**WORK REQUIRED**
Starting at the top line and ending at the last, restate the records exactly.

**Items from a dataset**
━━━
Issue #1203, opened 2021-11-12
Updated analysis: Add CI to interaction-plots module


runjin326:
#### What analysis module should be updated and why?
Add CI to `interaction-plots` module

#### What changes need to be made? Please provide enough detail for another participant to make the update.
Add CIs for the odds ratio calculations.

#### What input data should be used? Which data were used in the version being updated?
N/A

#### When do you expect the revised analysis will be completed?
1-2 days

#### Who will complete the updated analysis?
@runjin326

jaclyn-taroni:
Closed via #1204

PR #1204, opened 2021-11-15
CI calculation added for odds ratio

runjin326:
Add confidence interval calculation for odds ratio in `interaction-plots` module

#### What was your approach?
Three columns - `standard_error_or`, `or_ci_lower_bound` and `or_ci_upper_bound` were added to the results column with the following calculation - 
```
      standard_error_or = sqrt(1/mut11 + 1/mut00 + 1/mut10 + 1/mut01),
      or_ci_lower_bound = exp(log(odds_ratio) - 1.96 * standard_error_or),
      or_ci_upper_bound = exp(log(odds_ratio) + 1.96 * standard_error_or)
```

https://github.com/AlexsLemonade/OpenPBTA-analysis/issues/1203

Please check and see the addition of CI related columns are as wanted. 

No.

Yes.

All the *.tsv files in the results folder are updated with addition of CI related columns. 

Spot checked a couple entries and the numbers make sense. 

#### Documentation Checklist


jashapiro (commented):
Hi @runjin326-
Thank you for implementing this! 

Unfortunately, the simple OR CI calculation that you implemented here is probably not quite what we will want, as it results in Inf/NA any time we have a `0` count. There are two potential solutions that I can think of:

One is to implement Haldane's Correction when there are zero counts: This would mean adding `0.5` to _all_ counts in the table if _any_ counts are zero, then performing the same standard error calculation as before. This is probably the easiest to implement, but as it starts to get a bit messier, I would pull it out as a separate function, similar to the `row_fisher()` function. One note here is that the CI calculated this way starts from the "corrected" OR, which means that we often end up with an OR that does not include 0, so I would probably set the lower bound value to `min(or_uncorrected, or_lowerbound)`

Another option is to use the `PropCIs::orscoreci()` function, which is probably more accurate (it uses a method from Agretsi), but would involve a more backend work, as it requires adding a new package to the docker image.

runjin326:
@jashapiro, thanks so much for your prompt review -  I would probably take the first approach and ping you for another review when completed.

runjin326:
@jashapiro, I pulled out function for CI and now the results only have one `ci` column with the calculation that you specified. Could you please check to see whether this is what you expect? Thanks!

jashapiro (commented):
Hi @runjin326  I saw that some of the intervals were still not making sense, which I think has to do with when the function is being applied. I also modified the code to more accurately reflect the full adjustment as it has to be applied (if `odd_ratio` is zero, you can't take the log, which is part of the reason for this procedure).

I have not tested the code I wrote, but hopefully it works, or does so mostly!

runjin326:
@jashapiro , thanks so much for the detailed review and instructions. I fixed the scripts based on your suggestion - please check to see whether this now looks good.

jashapiro (approved):
LGTM! I spot checked some of the confidence intervals, and they seem correct to me.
━━━
**EXERCISE ANSWER**
Issue #1203, opened 2021-11-12
Updated analysis: Add CI to interaction-plots module


runjin326:
#### What analysis module should be updated and why?
Add CI to `interaction-plots` module

#### What changes need to be made? Please provide enough detail for another participant to make the update.
Add CIs for the odds ratio calculations.

#### What input data should be used? Which data were used in the version being updated?
N/A

#### When do you expect the revised analysis will be completed?
1-2 days

#### Who will complete the updated analysis?
@runjin326

jaclyn-taroni:
Closed via #1204

PR #1204, opened 2021-11-15
CI calculation added for odds ratio

runjin326:
Add confidence interval calculation for odds ratio in `interaction-plots` module

#### What was your approach?
Three columns - `standard_error_or`, `or_ci_lower_bound` and `or_ci_upper_bound` were added to the results column with the following calculation - 
```
      standard_error_or = sqrt(1/mut11 + 1/mut00 + 1/mut10 + 1/mut01),
      or_ci_lower_bound = exp(log(odds_ratio) - 1.96 * standard_error_or),
      or_ci_upper_bound = exp(log(odds_ratio) + 1.96 * standard_error_or)
```

https://github.com/AlexsLemonade/OpenPBTA-analysis/issues/1203

Please check and see the addition of CI related columns are as wanted. 

No.

Yes.

All the *.tsv files in the results folder are updated with addition of CI related columns. 

Spot checked a couple entries and the numbers make sense. 

#### Documentation Checklist


jashapiro (commented):
Hi @runjin326-
Thank you for implementing this! 

Unfortunately, the simple OR CI calculation that you implemented here is probably not quite what we will want, as it results in Inf/NA any time we have a `0` count. There are two potential solutions that I can think of:

One is to implement Haldane's Correction when there are zero counts: This would mean adding `0.5` to _all_ counts in the table if _any_ counts are zero, then performing the same standard error calculation as before. This is probably the easiest to implement, but as it starts to get a bit messier, I would pull it out as a separate function, similar to the `row_fisher()` function. One note here is that the CI calculated this way starts from the "corrected" OR, which means that we often end up with an OR that does not include 0, so I would probably set the lower bound value to `min(or_uncorrected, or_lowerbound)`

Another option is to use the `PropCIs::orscoreci()` function, which is probably more accurate (it uses a method from Agretsi), but would involve a more backend work, as it requires adding a new package to the docker image.

runjin326:
@jashapiro, thanks so much for your prompt review -  I would probably take the first approach and ping you for another review when completed.

runjin326:
@jashapiro, I pulled out function for CI and now the results only have one `ci` column with the calculation that you specified. Could you please check to see whether this is what you expect? Thanks!

jashapiro (commented):
Hi @runjin326  I saw that some of the intervals were still not making sense, which I think has to do with when the function is being applied. I also modified the code to more accurately reflect the full adjustment as it has to be applied (if `odd_ratio` is zero, you can't take the log, which is part of the reason for this procedure).

I have not tested the code I wrote, but hopefully it works, or does so mostly!

runjin326:
@jashapiro , thanks so much for the detailed review and instructions. I fixed the scripts based on your suggestion - please check to see whether this now looks good.

jashapiro (approved):
LGTM! I spot checked some of the confidence intervals, and they seem correct to me.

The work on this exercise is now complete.